%%

PR #3096, opened 2022-01-12
Handle long strings & URLs in comments

### LINKED ISSUE #3048: Better way to handle long strings in comments
## Description

To fix the broken comment boxes, due to large strings, comments have been wrapped which currently breaks words within comments.

## Expected behaviour

* Whole words should be visible.
* Long strings should be accomodated.

## Actual behaviour

* Words are currently broken within the comments.

### Current

broken-words-2

### Previously

broken-words

## Suggestion

* We could break by whole words and break strings up that are over a certain number of characters

danbr:
**Description**

- This PR handles the wrapping of long words and URLs within comments. As `Comment` core component is updated, the fix should be dapp wide. The fix maintains the page layout.

Resolves #3048 

**After Fix**

CoinMachine
Screenshot 2022-01-12 at 17 44 20

Screenshot 2022-01-12 at 17 43 54

From Action Page
Screenshot 2022-01-12 at 17 54 39

Screenshot 2022-01-12 at 17 56 53

**Before Fix**

Screenshot 2022-01-12 at 14 14 40

Screenshot 2022-01-12 at 14 14 33

A bug was discovered in the delete comment dialog, with URLs overflowing.

CoinMachine 
Screenshot 2022-01-12 at 14 05 21

From Action Page
Screenshot 2022-01-12 at 17 58 14

### DIFF
--- a/src/modules/core/components/Comment/Comment.css
+++ b/src/modules/core/components/Comment/Comment.css
@@ -5,6 +5,7 @@
   padding: 11px 0 11px 0;
   width: 100%;
   border-radius: var(--radius-large);
+  word-break: break-word;
 }
 
 .main:not(.stateDisableHover):hover, .main.stateActiveActions:not(.stateDisableHover) {


danbr:
Is there a reason why we dont (attempt to) make URLs in comments hyperlinks? Clickable? 
Should it be a feature?

alicjakujawa (approved):

arrenv:
> Is there a reason why we dont (attempt to) make URLs in comments hyperlinks? Clickable? Should it be a feature?

Personally, I think having hyperlinks away from a token sales page is not desirable.

arrenv (approved):
Simple and works well!

chinins (approved):
It seems to be working well in all cases. However, there might be some problem that I don't recall so it would be good to have @rdig approval before merging.

rdig (approved):
Looks good to me. At least for this change, there isn't anything else, as you covered all the cases _(including comments in modals)_

Nice work

PR #3102, opened 2022-01-13
Vertically align user avatar in notifications

### LINKED ISSUE #3098: Improve alignment of avatar in notifications popover
## Steps to reproduce

1. Create a first transaction in the dapp
2. Check the notifications popover
3. Notice the misalignment of the icon in the notifications

## Expected behaviour

* Icon should be vertically centered with the text

See spec here - https://www.figma.com/file/OD53CoZpRKVqDdKsMYGldko8/Inbox?node-id=194%3A0

## Actual behaviour

* Icon is aligned below the inline text.

alignment-of-avatar-notification

dit7ya:
## Description

Fixed the vertical alignment of the user avatar in the notifications popup. The centering is with respect to `cap-height` (height of the first `Y` here) of the text. I can manually force it to center according to the perceived height but I personally don't like that.

**Changes** 🏗

Screen Shot 2022-02-07 at 13 33 21

Resolves  #3098.

### DIFF
--- a/src/modules/users/components/Inbox/InboxItem/InboxItem.css
+++ b/src/modules/users/components/Inbox/InboxItem/InboxItem.css
@@ -29,11 +29,6 @@
 }
 
 .inboxAction {
-  /*
-   * @NOTE Netative margins used to better align
-   * the event's copy with the user's avatar
-   */
-  margin-top: -5px;
   overflow: hidden;
   font-weight: 400;
   text-overflow: ellipsis;
@@ -115,4 +110,5 @@
 .avatarWrapper {
   display: inline-block;
   margin-right: 10px;
+  vertical-align: 8%;
 }


arrenv (changes requested):
@dit7ya the icon is looking better. I seem to have a misalignment on the username now though. Do you get the same?

### Before
cc43342a-ce25-4c31-896a-cd468fce66a3

### After

download (12)

dit7ya:
Thanks for pointing this out @arrenv. Seems like this behavior is specific to Chrome and that's why I missed it. I should really check on Chrome before submitting PRs from now on. I decided to manually adjust the avatar icon's `vertical-align` instead cause otherwise too many things need to be changed. Let me know what you think.

arrenv (approved):
@dit7ya the manual vertical alignment is unnatural to me as it can only be done by eye, however, it does look better to me.

src/modules/users/components/Inbox/InboxItem/InboxItem.css
```diff
@@ -115,4 +110,5 @@
 .avatarWrapper {
   display: inline-block;
   margin-right: 10px;
+  vertical-align: 8%;
```
rdig, line 113: Why is this percentage based ? The spacing between top and left margins will always be the same no matter the height of the notification, or am I missing something

rdig (approved):
Left a review note, other than that I'm good with it.

Also, a note for the future, we only support Chrome, so please try to do your development and testing on it, even if your main browser is Firefox.

src/modules/users/components/Inbox/InboxItem/InboxItem.css
dit7ya: No special reason, I just wanted to avoid writing a fractional `px`. Hope that's okay.

PR #3106, opened 2022-01-14
Add dialogs directory to dashboard & move all Dialog components

### LINKED ISSUE #2776: Add `Dialog` folder to `dashboard` & move all dialog components there - low priority
Raul's suggestion:
"This is not something we should do right now, but at some point, I suggest we move all dialog components under something like: ~dashboard/Dialogs/... and then we can remove the Dialog part from the component's name."

danbr:
## Description

- This PR Adds a dialog directory to dashboard.
- Dialog components moved to dialogs directory.
- Imports updated to reflect the new paths.

- Whitelist directory was not included in change.

**Testing**

I ran colonyDapp, opened many dialogs. All functioned as expected.

Resolves #2776 

Screenshot 2022-01-14 at 15 46 01


src/modules/dashboard/components/dialogs/AdvancedDialog/AdvancedDialog.tsx
```diff
@@ -8,12 +8,12 @@ import IndexModal from '~core/IndexModal';
...
 import { useLoggedInUser, Colony } from '~data/index';
 
-import { getAllUserRoles } from '../../../transformers';
+import { getAllUserRoles } from '../../../../transformers';
 import {
   canEnterRecoveryMode,
   hasRoot,
   canArchitect,
-} from '../../../users/checks';
+} from '../../../../users/checks';
```
alicjakujawa, line 16: Wonder if we could also in this PR create aliases for paths, to avoid any mistake in "../../.." i know its not part of scope in this issue, but it could reduce risk of bad imports, what you think?

alicjakujawa (approved):
Approving, but added one comment to consider

arrenv (approved):
All seems to be working well for me.

Was there any discussions regarding updating the name of the components to remove "Dialog", as of the raised issue?

src/modules/dashboard/components/dialogs/AdvancedDialog/AdvancedDialog.tsx
danbr: It's a good idea. Think it will be cleaner. I will add.

danbr:
> I will check with @rdig, if 'Dialog' should be dropped from the names of the components. Just to be sure!!

ArmandoGraterol (commented):
Hmm, I think the dialogs folder should be inside the `/components` folder and capitalized like the other components, what do you guys think?

Also, if they are inside a `Dialogs` folder, the components inside it might not need to have the `...Dialog` at the end of every component's name, like the issue's description mentions, so you could remove it.

src/modules/dashboard/components/dialogs/AdvancedDialog/AdvancedDialog.tsx
danbr: I have added 3 new aliases for dialogs, checks, and transformers.

danbr:
> Hmm, I think the `dialogs` folder should be inside the `/components` folder and capitalized like the other components, what do you guys think?
> 
> Also, if they are inside a `Dialogs` folder, the components inside it might not need to have the `...Dialog` at the end of every component's name, like the issue's description mentions, so you could remove it.

I spoke with @rdig about both issues.
For filename: It could get a little confusing without 'Dialog' in the component name, so we should keep.
For directory name: It should be capitalised.

I have added an alias for Dialogs, and another 'modules' to help shorten & simplify relative paths for some imports, as suggested by @alicjakujawa.

src/modules/dashboard/components/dialogs/AdvancedDialog/AdvancedDialog.tsx
danbr: I have added an alias for Dialogs, and another 'modules' to help shorten & simplify relative paths for some imports, as suggested by you.

ArmandoGraterol (approved):
Nice changes! Working as expected

src/modules/core/components/Comment/Comment.tsx
```diff
@@ -13,8 +13,8 @@ import HookedUserAvatar from '~users/HookedUserAvatar';
 import { AnyUser, Colony, useLoggedInUser } from '~data/index';
 import TextDecorator from '~lib/TextDecorator';
 
-import { userHasRole } from '../../../users/checks';
-import { getUserRolesForDomain } from '../../../transformers';
+import { userHasRole } from '~modules/users/checks';
```
chinins, line 16: You should remove the empty line between `~lib` import and your 2 modules imports.
Please, do this for all the files. We follow the following logic generally:
- external libraries
- our modules that have aliases
- relative imports
Each of this import section is separated by an empty line. Additionally, within relative imports different levels are also separated by an empty line.

This way it will be really clean :)

chinins (changes requested):
It all looks good and works well but I would like you to remove/add empty lines where necessary as per my separate comment.

Other than that - nice work, must be quite tedious making changes in so many files.

chinins (approved):
Looks better - good to go!

danbr:
> Hmm, I think the `dialogs` folder should be inside the `/components` folder and capitalized like the other components, what do you guys think?
> 
> Also, if they are inside a `Dialogs` folder, the components inside it might not need to have the `...Dialog` at the end of every component's name, like the issue's description mentions, so you could remove it.

I spoke with @rdig about both issues.
For filename: It could get a little confusing without 'Dialog' in the component name, so we will keep.
For directory name: It should be capitalised.

I have added an alias for Dialogs, and another 'modules' to help  shorten & simplify relative paths for some imports, as suggested by @alicjakujawa.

%%

For each line of the entries that includes "Clickable", show that line.

#### [RESPONSE TO THE EXERCISE]
Is there a reason why we dont (attempt to) make URLs in comments hyperlinks? Clickable? 
> Is there a reason why we dont (attempt to) make URLs in comments hyperlinks? Clickable? Should it be a feature?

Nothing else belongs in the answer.